The exhibit has moved around the Jackson area over the years and has averaged about 15,000 visitors in the month of December annually.
For more than forty years, the model trains riding through the fictional town of Possum Ridge, Mississippi have been a holiday tradition delighting both children and adults. The site depicts a typical Mississippi railroad town of the 1940s. In its first year, the exhibit consisted of a single block of an electrified Main Street with ten buildings, including a bank, dry goods store, newspaper office, and restaurant.
Today the trains circle a town that has grown to include a depot, church, bakery, barbershop, icehouse, sawmill, cotton gin, train yard, and much more. There are also houses located off Main Street, farmsteads, a small airport, and even a river baptism scene.
It all started about fifty years ago when Dr. W.L. Jaquith, who headed the state mental hospital at Whitfield, donated his train collection to the Old Capitol Museum for display. Originally, the trains were set up on tables, but then someone had the idea to create a mythical village of Possum Ridge. Lucky Osborne, a Clinton model builder, built the first Possum Ridge. It was something he threw his life into, with the reward being the smiles of the children as they pointed to things they liked in the exhibit.

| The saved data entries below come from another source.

PR #354, opened 2016-06-06
Add popup method for Menu

### LINKED ISSUE #353: Menu popup
Hello, 

It seems like [gtk_menu_popup](https://developer.gnome.org/gtk3/stable/GtkMenu.html#gtk-menu-popup) is missing, how to emulate it? Basically I'd like create a right click pop up menu.

GuillaumeGomez:
Fixes #353.

cc @gkoz
cc @EPashkin

### DIFF
--- a/src/menu.rs
+++ b/src/menu.rs
@@ -1,0 +1,45 @@
+// Copyright 2016, The Gtk-rs Project Developers.
+// See the COPYRIGHT file at the top-level directory of this distribution.
+// Licensed under the MIT license, see the LICENSE file or <http://opensource.org/licenses/MIT>
+
+use ffi;
+use glib_ffi;
+use glib::object::Downcast;
+use glib::translate::*;
+use Menu;
+use IsA;
+use Widget;
+use std::boxed::Box as Box_;
+use std::mem::transmute;
+use libc::c_int;
+use std::ptr;
+
+impl Menu {
+    pub fn popup<T: IsA<Widget>, U: IsA<Widget>,
+                 F: Fn(&Menu, &mut i32, &mut i32) -> bool + 'static>(
+        &self, parent_menu_shell: Option<&T>, parent_menu_item: Option<&U>, f: F,
+        button: u32, activate_time: u32) {
+        unsafe {
+            let f: Box_<Box_<Fn(&Menu, &mut i32, &mut i32) -> bool + 'static>> = Box_::new(Box_::new(f));
+            ffi::gtk_menu_popup(self.to_glib_none().0, parent_menu_shell.to_glib_none().0,
+                                parent_menu_item.to_glib_none().0,
+                                Some(position_callback),
+                                Box_::into_raw(f) as *mut _, button, activate_time)
+        }
+    }
+
+    pub fn popup_easy(&self, button: u32, activate_time: u32) {
+        unsafe {
+            ffi::gtk_menu_popup(self.to_glib_none().0, ptr::null_mut(),
+                                ptr::null_mut(), None, ptr::null_mut(),
+                                button, activate_time)
+        }
+    }
+}
+
+unsafe extern "C" fn position_callback(this: *mut ffi::GtkMenu, x: *mut c_int, y: *mut c_int,
+                                       push_in: *mut glib_ffi::gboolean, f: glib_ffi::gpointer) {
+    let f: &Box_<Fn(&Menu, &mut i32, &mut i32) -> bool + 'static> = transmute(f);
+    *push_in = f(&Menu::from_glib_none(this).downcast_unchecked(), x.as_mut().unwrap(),
+                 y.as_mut().unwrap()).to_glib();
+}
--- a/src/lib.rs
+++ b/src/lib.rs
@@ -200,6 +200,7 @@ mod entry_buffer;
 mod enums;
 mod file_chooser_dialog;
 mod list_store;
+mod menu;
 mod message_dialog;
 mod notebook;
 mod recent_chooser_dialog;


src/menu.rs
```diff
@@ -0,0 +1,39 @@
...
+use Menu;
+use IsA;
+use Widget;
+use std::boxed::Box as Box_;
+use std::mem::transmute;
+use libc::c_int;
+
+impl Menu {
+    pub fn popup<T: IsA<Widget>, F: Fn(&Self, &mut i32, &mut i32, &mut bool) + 'static>(
+        &self, parent_menu_shell: &T, parent_menu_item: &T, f: F, button: u32, activate_time: u32) {
```
GuillaumeGomez: About the button argument: I think it's supposed to be an enum (an event one as it seems) but cannot find it. One of its member is supposed to be RIGHT_CLICK but still not able to find it. Any idea?

EPashkin:
May be this: In gdk-sys\lib.rs
```
pub const GDK_BUTTON_MIDDLE: i32 = 2;
pub const GDK_BUTTON_PRIMARY: i32 = 1;
pub const GDK_BUTTON_SECONDARY: i32 = 3;
```

GuillaumeGomez:
Ah nice! Thanks @EPashkin!

GuillaumeGomez:
@EPashkin: We didn't create an enum about it?

EPashkin:
I don't find rusted enum for button.
May be create it when fixing https://github.com/gtk-rs/gdk/issues/121 as it related?

gkoz:
The number of buttons doesn't have a clear bound, you could have a mouse with 40 buttons so an enum is unlikely to be a good match. It'd be nice to put `Option` there but then would should we do with `Some(0)`?

src/menu.rs
gkoz: The `parent_*` parameters need to have independent types and they're optional. Position func's parameters appear to be output only so they should be in the closure's return value.

gkoz:
I'm having a hard time understanding why we're required to pass a callback there at all. It doesn't seem more powerful than just providing `x`, `y`, `push_in` directly.

src/menu.rs
Eilie: `f` parameter is optional as well.

gkoz:
Maybe the documentation is incorrect about the `y` parameter being an output one.

gkoz:
If so only the boolean needs to be in the return value of the closure.

GuillaumeGomez:
I adressed the comments.

EPashkin:
@gkoz 
1a. As enum will be manual anyway we can add `Int(i32)` case in it.
1b. We can add (Default case for Some(0) and check for `!=0` in `Int` conversion)

EPashkin:
2. Not sure about neediness closure and replacement it with wished values.

Eilie:
I'm trying to use your latest changes but getting following error:
```
src/main.rs:18:10: 18:15 error: unable to infer enough type information about `_`; type annotations or generic parameter binding required [E0282]
src/main.rs:18     menu.popup(&None, &None, None, button, time);
```
How can I fix that, not sure what annotations it expects to see if I'm passing `None`s to it and don't care about result.

Eilie:
Hm, actually I don't have any `_` in my code, could it be https://github.com/gtk-rs/gtk/pull/354/files#diff-602ee907f460c35a3825a0600b352dc2R28 ?

GuillaumeGomez:
I don't think so. Can you show your code please?

Eilie:
@GuillaumeGomez Sure:
```rust
extern crate gtk;

use gtk::prelude::*;
use gtk::{ StatusIcon, Menu, MenuItem };

fn popup_menu(_: &StatusIcon, button: u32, time: u32) {
    println!("Clicked!");

    let menu = Menu::new();
    let exit = MenuItem::new_with_label("Exit");

    menu.attach(&exit, 0, 100, 0, 100);

    exit.show();
    menu.popup(&None, &None, None, button, time);
}

fn main() {
    if gtk::init().is_err() {
        println!("Failed to initialize GTK.");
        return;
    }

    let status_icon = StatusIcon::new_from_file("./icon.jpeg");

    status_icon.connect_popup_menu(popup_menu);

    status_icon.set_visible(true);

    gtk::main();
}
```

GuillaumeGomez:
I don't see any issue in your code. I'll test locally (I finish my servo PR first).

EPashkin:
@Eilie, error about one of `None`(or both), you need add type `None::<Type>`

Eilie:
@EPashkin But what `Type` should I use if it is `None` and doesn't contain anything?

GuillaumeGomez:
@EPashkin: That's what I thought about, but not very beautiful :-/ Isn't there is a workaround for that?

GuillaumeGomez:
@Eilie: Just whatver you want, it doesn't matter Put `None::<Widget>` and it should be good.

Eilie:
@GuillaumeGomez @EPashkin Hm, still getting this error:
```
src/main.rs:18:10: 18:15 error: unable to infer enough type information about `_`; type annotations or generic parameter binding required [E0282]
src/main.rs:18     menu.popup(&None::<gtk::Widget>, &None::<gtk::Widget>, None, button, time);
                        ^~~~~
```

src/menu.rs
```diff
@@ -0,0 +1,46 @@
...
+use IsA;
+use Widget;
+use std::boxed::Box as Box_;
+use std::mem::transmute;
+use libc::c_int;
+use std::ptr;
+
+impl Menu {
+    pub fn popup<T: IsA<Widget>, U: IsA<Widget>,
+                 F: Fn(&Self) -> (i32, i32, bool) + 'static>(
```
EPashkin: Menu?

src/menu.rs
```diff
@@ -0,0 +1,46 @@
...
+                                    parent_menu_item.to_glib_none().0,
+                                    None, ptr::null_mut(), button, activate_time)
+            }
+        }
+    }
+}
+
+unsafe extern "C" fn position_callback<T>(this: *mut ffi::GtkMenu, x: *mut c_int, y: *mut c_int,
+                                          push_in: *mut glib_ffi::gboolean, f: glib_ffi::gpointer)
+where T: IsA<Menu> {
```
EPashkin: Not needed?

gkoz:
`Option<F>` not working nicely makes a simple variant with just two last arguments necessary rather than good to have.

I think I was wrong about `x` and `y`, they actuall are in/out parameters so it's appropriate to take them as `&mut i32`.

src/menu.rs
```diff
@@ -0,0 +1,46 @@
...
+use Widget;
+use std::boxed::Box as Box_;
+use std::mem::transmute;
+use libc::c_int;
+use std::ptr;
+
+impl Menu {
+    pub fn popup<T: IsA<Widget>, U: IsA<Widget>,
+                 F: Fn(&Self) -> (i32, i32, bool) + 'static>(
+        &self, parent_menu_shell: &Option<T>, parent_menu_item: &Option<U>, f: Option<F>,
```
gkoz: Shouldn't these be `Option<&T>` and `Option<&U>`?

GuillaumeGomez: Yes, I updated it in this way.

GuillaumeGomez:
@Eilie: I think your problem isn't solve yet and it's all because of the optional `Fn` parameter.

EPashkin:
@Eilie your code compiled with this. I don't understand why.
```
    let f: Option<&(Fn(&Menu, &mut i32, &mut i32, &mut bool) + 'static)> = None;
    menu.popup(None::<&Widget>, None::<&Widget>, f, button, time);
```

Eilie:
@EPashkin Thanks, it works! A bit off topic but not sure where to ask, but how can I connect `activate` signal to `MenuItem`, it has it here https://developer.gnome.org/gtk3/stable/GtkMenuItem.html#GtkMenuItem-activate, basically I'm trying to re-implement https://gist.github.com/pklaus/304963 in Rust, and I'm almost there, just need to connect callback to my `MenuItem` which will be triggered on click. In the gist they're doing it using `menu_item.connect_object("activate", ...)` but it doesn't seem like `gtk-rs` has it.

EPashkin:
Current version with "all" signals not on cargo, so try use gtk from git
https://github.com/gtk-rs/gtk/blob/master/src/auto/menu_item.rs#L80

Eilie:
@EPashkin Got it, thank you!

GuillaumeGomez:
So is it ready to get merged?

src/menu.rs
```diff
@@ -0,0 +1,45 @@
...
+use IsA;
+use Widget;
+use std::boxed::Box as Box_;
+use std::mem::transmute;
+use libc::c_int;
+use std::ptr;
+
+impl Menu {
+    pub fn popup<T: IsA<Widget>, U: IsA<Widget>,
+                 F: Fn(&Menu, &mut i32, &mut i32, &mut bool) + 'static>(
```
gkoz: I'm sorry for the runaround with `x` and `y` but the boolean definitely is an outparam making it the return value.

GuillaumeGomez: Haha. Is it your last words?

src/menu.rs
```diff
@@ -0,0 +1,45 @@
...
+        &self, parent_menu_shell: Option<&T>, parent_menu_item: Option<&U>, f: Option<F>,
+        button: u32, activate_time: u32) {
+        unsafe {
+            if let Some(f) = f {
+                let f: Box_<Box_<Fn(&Menu, &mut i32, &mut i32, &mut bool) + 'static>> = Box_::new(Box_::new(f));
+                ffi::gtk_menu_popup(self.to_glib_none().0, parent_menu_shell.to_glib_none().0,
+                                    parent_menu_item.to_glib_none().0,
+                                    transmute(position_callback as usize),
```
gkoz: This should work without transmute.

GuillaumeGomez:
@gkoz: Updated.

gkoz:
> `let f: Option<&(Fn(&Menu, &mut i32, &mut i32, &mut bool) + 'static)> = None;`

In order to avoid this I'd prefer two functions: `popup` with `f: F` (non-optional closure) and `popup_easy(&self, button: u32, activate_time: u32)`.

src/menu.rs
GuillaumeGomez: It doesn't.

GuillaumeGomez:
Updated.

src/menu.rs
gkoz: Why? `GtkMenuPositionFunc = Option<unsafe extern "C" fn(*mut GtkMenu, *mut c_int, *mut c_int, *mut gboolean, gpointer)>`

GuillaumeGomez: You should ask rustc, not me. :smiley_cat:

gkoz:
So I asked rustc and it does work without transmutes:

```patch
diff --git a/src/menu.rs b/src/menu.rs
index b52cef6..90caa35 100644
--- a/src/menu.rs
+++ b/src/menu.rs
@@ -23,7 +23,7 @@ impl Menu {
             let f: Box_<Box_<Fn(&Menu, &mut i32, &mut i32) -> bool + 'static>> = Box_::new(Box_::new(f));
             ffi::gtk_menu_popup(self.to_glib_none().0, parent_menu_shell.to_glib_none().0,
                                 parent_menu_item.to_glib_none().0,
-                                transmute(position_callback as usize),
+                                Some(position_callback),
                                 Box_::into_raw(f) as *mut _, button, activate_time)
         }
     }
```

GuillaumeGomez:
I thought the point of using transmute was to avoid using the `Option` type.

gkoz:
`transmute` always is the last resort when safer ways aren't available.

GuillaumeGomez:
Updated.

EPashkin:
:+1:

gkoz:
Thanks!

There are two feature trains, both replicas of passenger trains that ran through Mississippi in the 1940s through 1960s. The Panama Limited was built especially for the exhibit by the Lionel Corporation and is a favorite with most of the young people who come to see it. There is also a replica of the Old Gulf, Mobile and Ohio Rebel passenger train which ran from 1935 to 1954, stopping just behind the Old Capitol.
The exhibit has moved around the Jackson area over the years. It has been at the Mississippi Agriculture and Forestry Museum, the Old Capitol Museum, and even north to Ridgeland’s Northpark Mall. The exhibit has averaged about 15,000 visitors in the month of December each year.
Walter Hazzlerigg of Vicksburg ran the trains at Possum Ridge for over twenty years. There was a time when he was the only engineer staffing the exhibit, and he did it all day, every day. After a move to Texas, Hazzlerigg ran the trains at the local zoo. Every year, he took his vacation time and returned to Jackson to run the trains.
The last time he was in Jackson, Hazzlerigg told Osborne of his plans to retire and purchase a caboose in which to live. He wanted to build a model train shop onto the caboose. Sadly, he passed away shortly thereafter, and Osborne was determined that Walter would have his caboose after all. He built Walter’s Caboose with the train shop on the back complete with a figure of Walter on the front porch. There is also a statue of the dedicated engineer in Possum Park.
The Possum Ridge model train exhibit will run this year at the Two Mississippi Museums during the month of December. There is no charge to view the exhibit, which is open Tuesday through Saturday from 9:00am to 5:00pm and Sundays from 11:00am to 5:00pm.
The Possum Ridge exhibit will be closed on December 25 and will end on December 31.